**What is needed:**
Taking the line with "Makes the parameter" as the first and the line with "Also, some of" as the last, set down exactly every line in that range from the entries below, and no more.

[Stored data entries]
• • • •
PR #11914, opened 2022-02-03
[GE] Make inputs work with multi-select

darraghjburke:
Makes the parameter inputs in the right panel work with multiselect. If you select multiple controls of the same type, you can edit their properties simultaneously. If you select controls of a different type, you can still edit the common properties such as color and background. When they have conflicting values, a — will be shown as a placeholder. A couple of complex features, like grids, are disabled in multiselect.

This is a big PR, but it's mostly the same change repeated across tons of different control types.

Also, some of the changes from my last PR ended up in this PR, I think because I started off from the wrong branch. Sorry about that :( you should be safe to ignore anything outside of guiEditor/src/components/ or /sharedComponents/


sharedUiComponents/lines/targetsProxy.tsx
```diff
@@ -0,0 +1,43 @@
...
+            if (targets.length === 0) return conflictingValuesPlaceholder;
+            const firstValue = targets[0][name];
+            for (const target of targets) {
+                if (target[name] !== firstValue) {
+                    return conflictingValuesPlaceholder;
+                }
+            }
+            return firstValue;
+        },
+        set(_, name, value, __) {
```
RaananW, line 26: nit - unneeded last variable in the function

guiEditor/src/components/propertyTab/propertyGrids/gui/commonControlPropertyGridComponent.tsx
• • • •
**Result for this task:**
Makes the parameter inputs in the right panel work with multiselect. If you select multiple controls of the same type, you can edit their properties simultaneously. If you select controls of a different type, you can still edit the common properties such as color and background. When they have conflicting values, a — will be shown as a placeholder. A couple of complex features, like grids, are disabled in multiselect.

This is a big PR, but it's mostly the same change repeated across tons of different control types.

Also, some of the changes from my last PR ended up in this PR, I think because I started off from the wrong branch. Sorry about that :( you should be safe to ignore anything outside of guiEditor/src/components/ or /sharedComponents/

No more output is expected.